- [WORK TO COMPLETE]: Could you copy every line of the data that contains "services"?

- [PROVIDED DATA]:
------

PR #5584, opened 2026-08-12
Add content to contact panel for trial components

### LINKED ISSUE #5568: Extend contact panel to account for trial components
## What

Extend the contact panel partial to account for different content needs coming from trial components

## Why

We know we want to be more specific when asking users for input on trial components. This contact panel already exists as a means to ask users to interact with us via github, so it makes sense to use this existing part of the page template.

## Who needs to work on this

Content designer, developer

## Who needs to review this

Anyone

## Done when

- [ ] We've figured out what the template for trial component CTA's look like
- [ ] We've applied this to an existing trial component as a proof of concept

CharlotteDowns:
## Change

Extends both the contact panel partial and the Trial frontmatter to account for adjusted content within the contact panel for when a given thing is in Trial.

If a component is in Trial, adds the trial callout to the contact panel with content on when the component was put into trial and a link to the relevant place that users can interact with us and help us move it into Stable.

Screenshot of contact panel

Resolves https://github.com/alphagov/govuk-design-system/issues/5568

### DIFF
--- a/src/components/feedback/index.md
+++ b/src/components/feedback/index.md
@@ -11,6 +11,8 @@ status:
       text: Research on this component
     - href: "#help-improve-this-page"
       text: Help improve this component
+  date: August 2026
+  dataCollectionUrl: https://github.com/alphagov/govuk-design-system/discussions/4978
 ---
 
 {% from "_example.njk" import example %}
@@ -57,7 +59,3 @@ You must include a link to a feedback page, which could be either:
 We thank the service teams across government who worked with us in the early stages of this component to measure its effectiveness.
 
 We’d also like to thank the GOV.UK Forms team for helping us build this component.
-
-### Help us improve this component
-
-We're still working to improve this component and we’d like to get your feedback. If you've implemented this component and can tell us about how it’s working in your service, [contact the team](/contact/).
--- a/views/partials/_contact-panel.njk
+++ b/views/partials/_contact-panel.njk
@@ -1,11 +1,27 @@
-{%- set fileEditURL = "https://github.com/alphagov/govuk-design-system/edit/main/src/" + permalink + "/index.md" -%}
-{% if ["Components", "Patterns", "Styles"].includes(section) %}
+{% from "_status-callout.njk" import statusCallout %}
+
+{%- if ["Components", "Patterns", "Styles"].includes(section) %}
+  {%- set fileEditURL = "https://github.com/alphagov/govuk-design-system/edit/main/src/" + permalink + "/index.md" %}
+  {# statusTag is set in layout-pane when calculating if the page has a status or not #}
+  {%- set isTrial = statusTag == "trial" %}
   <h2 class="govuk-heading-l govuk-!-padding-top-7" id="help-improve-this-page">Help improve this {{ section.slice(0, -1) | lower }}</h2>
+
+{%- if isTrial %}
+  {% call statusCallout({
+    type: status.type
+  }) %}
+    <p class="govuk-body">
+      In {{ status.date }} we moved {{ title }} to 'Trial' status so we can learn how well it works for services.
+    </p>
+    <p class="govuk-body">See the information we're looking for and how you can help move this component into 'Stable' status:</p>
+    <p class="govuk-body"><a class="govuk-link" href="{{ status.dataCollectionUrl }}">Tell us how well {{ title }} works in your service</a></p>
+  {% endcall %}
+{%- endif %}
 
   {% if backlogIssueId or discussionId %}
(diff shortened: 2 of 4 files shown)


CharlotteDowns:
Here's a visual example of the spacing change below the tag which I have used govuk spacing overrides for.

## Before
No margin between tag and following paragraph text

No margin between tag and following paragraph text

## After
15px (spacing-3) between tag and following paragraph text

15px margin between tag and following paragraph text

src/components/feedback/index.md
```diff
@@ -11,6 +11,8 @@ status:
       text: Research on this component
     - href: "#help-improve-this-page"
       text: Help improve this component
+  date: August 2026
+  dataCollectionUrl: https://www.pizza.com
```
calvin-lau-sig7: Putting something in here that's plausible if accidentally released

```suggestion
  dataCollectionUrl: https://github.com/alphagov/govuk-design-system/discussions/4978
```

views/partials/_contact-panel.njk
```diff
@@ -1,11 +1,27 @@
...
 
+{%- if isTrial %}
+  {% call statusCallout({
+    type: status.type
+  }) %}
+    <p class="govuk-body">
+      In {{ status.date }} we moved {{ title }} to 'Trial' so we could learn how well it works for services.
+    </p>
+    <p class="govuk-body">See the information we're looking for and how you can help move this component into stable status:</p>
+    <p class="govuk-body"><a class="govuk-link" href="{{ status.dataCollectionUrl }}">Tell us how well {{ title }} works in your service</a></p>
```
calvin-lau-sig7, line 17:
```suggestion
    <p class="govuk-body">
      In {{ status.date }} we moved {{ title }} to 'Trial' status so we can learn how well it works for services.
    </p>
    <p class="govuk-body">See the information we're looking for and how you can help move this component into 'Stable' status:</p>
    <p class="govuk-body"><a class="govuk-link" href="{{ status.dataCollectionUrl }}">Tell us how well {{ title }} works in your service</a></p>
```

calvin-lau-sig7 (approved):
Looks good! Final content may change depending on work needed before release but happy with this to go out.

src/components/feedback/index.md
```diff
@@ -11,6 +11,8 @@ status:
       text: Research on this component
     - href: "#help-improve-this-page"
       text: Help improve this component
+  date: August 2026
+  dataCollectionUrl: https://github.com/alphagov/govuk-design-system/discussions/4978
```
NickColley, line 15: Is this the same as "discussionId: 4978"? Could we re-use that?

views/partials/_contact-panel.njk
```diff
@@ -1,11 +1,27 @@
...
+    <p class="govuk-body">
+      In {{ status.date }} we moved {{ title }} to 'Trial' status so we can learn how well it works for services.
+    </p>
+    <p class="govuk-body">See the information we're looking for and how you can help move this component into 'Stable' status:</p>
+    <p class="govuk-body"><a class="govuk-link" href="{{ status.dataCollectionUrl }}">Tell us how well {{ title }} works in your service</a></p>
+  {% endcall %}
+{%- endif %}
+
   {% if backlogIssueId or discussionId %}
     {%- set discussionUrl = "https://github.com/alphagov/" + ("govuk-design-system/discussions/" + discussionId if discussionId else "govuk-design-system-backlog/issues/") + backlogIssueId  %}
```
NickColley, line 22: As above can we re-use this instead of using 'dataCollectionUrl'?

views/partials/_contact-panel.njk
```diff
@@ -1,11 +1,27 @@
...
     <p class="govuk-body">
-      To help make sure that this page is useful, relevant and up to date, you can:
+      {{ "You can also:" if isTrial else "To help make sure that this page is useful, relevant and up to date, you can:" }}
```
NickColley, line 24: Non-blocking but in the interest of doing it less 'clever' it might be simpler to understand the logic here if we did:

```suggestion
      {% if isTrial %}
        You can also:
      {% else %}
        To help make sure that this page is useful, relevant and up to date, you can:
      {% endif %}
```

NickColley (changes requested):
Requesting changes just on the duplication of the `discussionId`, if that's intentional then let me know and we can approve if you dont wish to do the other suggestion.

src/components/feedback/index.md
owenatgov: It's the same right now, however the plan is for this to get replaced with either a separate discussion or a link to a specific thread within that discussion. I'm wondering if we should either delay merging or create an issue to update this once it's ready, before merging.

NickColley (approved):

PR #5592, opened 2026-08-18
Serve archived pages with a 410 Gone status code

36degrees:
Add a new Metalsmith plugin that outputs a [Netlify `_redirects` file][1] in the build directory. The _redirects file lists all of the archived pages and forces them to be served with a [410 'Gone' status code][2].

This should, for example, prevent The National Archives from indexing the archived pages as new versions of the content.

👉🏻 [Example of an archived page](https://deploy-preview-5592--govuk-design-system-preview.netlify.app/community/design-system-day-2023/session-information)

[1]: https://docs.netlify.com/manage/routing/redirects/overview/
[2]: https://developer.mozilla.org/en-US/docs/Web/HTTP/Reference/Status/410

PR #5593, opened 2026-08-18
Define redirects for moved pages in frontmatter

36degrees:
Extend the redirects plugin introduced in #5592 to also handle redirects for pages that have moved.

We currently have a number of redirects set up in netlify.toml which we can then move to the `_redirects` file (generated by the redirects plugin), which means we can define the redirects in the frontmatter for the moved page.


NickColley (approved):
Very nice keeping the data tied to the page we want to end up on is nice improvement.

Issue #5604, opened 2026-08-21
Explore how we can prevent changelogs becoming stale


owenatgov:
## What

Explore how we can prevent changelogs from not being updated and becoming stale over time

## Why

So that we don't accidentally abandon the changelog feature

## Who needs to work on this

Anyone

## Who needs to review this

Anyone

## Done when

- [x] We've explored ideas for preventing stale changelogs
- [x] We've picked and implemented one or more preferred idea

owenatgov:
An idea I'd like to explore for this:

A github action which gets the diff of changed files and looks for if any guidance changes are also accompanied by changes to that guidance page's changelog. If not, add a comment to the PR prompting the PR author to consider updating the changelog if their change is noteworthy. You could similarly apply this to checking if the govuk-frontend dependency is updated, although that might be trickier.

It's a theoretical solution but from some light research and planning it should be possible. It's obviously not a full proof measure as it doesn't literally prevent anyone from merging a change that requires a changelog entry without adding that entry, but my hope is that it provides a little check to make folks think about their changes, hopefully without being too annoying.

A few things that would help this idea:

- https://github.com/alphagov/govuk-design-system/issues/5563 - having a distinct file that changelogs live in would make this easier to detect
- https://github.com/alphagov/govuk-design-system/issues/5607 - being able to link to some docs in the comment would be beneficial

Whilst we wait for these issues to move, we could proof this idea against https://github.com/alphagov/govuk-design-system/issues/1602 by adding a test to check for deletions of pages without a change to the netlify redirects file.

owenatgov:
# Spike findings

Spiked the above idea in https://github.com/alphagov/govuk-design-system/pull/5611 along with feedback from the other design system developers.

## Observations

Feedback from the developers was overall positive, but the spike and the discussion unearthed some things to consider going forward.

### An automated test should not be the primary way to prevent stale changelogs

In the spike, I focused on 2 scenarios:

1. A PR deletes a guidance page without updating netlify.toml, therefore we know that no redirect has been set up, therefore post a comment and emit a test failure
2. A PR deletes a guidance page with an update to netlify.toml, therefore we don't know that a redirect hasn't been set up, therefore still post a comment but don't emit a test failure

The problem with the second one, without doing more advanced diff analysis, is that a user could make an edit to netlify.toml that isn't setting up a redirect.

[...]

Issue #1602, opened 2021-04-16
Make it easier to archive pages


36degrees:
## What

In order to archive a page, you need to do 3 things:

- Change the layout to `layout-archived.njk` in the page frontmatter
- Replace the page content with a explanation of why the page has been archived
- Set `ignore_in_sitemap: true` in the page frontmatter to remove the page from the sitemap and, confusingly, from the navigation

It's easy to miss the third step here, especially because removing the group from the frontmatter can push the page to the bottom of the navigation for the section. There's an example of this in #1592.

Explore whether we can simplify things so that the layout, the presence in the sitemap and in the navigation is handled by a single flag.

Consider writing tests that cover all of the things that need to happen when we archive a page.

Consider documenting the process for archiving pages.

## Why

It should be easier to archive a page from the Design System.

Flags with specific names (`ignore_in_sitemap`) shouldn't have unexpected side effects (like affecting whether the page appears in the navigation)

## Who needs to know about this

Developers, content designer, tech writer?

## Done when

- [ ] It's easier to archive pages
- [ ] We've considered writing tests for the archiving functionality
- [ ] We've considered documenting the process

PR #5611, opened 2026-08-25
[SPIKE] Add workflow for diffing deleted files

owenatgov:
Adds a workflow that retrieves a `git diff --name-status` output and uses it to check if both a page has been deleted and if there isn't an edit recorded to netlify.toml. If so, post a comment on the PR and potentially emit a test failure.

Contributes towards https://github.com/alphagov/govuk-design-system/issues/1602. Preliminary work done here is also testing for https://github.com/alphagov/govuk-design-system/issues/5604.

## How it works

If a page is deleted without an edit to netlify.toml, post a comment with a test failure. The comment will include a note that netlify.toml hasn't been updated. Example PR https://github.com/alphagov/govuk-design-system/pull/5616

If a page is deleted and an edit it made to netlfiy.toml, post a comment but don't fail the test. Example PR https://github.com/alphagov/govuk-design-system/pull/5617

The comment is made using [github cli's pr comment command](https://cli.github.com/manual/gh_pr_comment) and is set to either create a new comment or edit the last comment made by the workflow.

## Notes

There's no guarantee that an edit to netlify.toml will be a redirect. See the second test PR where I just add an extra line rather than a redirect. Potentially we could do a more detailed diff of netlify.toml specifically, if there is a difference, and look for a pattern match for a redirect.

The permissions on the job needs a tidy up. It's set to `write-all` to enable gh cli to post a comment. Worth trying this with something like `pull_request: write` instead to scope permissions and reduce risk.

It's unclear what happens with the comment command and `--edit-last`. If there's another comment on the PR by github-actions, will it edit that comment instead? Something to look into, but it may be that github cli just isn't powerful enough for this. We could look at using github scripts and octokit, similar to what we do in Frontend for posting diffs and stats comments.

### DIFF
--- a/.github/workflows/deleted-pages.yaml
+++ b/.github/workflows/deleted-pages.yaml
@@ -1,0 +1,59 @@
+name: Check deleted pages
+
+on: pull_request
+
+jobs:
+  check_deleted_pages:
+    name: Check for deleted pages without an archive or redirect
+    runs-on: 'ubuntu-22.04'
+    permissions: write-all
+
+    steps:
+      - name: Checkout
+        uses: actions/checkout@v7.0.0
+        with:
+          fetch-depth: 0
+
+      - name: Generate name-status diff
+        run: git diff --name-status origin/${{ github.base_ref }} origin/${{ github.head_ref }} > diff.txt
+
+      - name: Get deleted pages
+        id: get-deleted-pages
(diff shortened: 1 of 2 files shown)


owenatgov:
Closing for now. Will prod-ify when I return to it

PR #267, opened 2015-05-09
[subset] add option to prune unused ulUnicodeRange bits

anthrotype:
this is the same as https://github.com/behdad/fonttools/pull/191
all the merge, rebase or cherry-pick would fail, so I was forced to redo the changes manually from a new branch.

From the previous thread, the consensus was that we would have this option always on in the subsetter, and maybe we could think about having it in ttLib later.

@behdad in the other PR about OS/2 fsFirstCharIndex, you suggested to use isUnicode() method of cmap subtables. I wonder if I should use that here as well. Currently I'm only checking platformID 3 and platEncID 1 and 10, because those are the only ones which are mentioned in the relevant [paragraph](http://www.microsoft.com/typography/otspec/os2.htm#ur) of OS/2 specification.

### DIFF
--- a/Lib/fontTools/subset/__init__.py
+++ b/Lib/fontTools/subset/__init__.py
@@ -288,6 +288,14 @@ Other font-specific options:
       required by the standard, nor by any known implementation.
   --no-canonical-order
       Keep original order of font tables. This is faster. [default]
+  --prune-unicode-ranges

------

- [OUTPUT]:
+      In {{ status.date }} we moved {{ title }} to 'Trial' status so we can learn how well it works for services.
+      In {{ status.date }} we moved {{ title }} to 'Trial' so we could learn how well it works for services.
      In {{ status.date }} we moved {{ title }} to 'Trial' status so we can learn how well it works for services.
+      In {{ status.date }} we moved {{ title }} to 'Trial' status so we can learn how well it works for services.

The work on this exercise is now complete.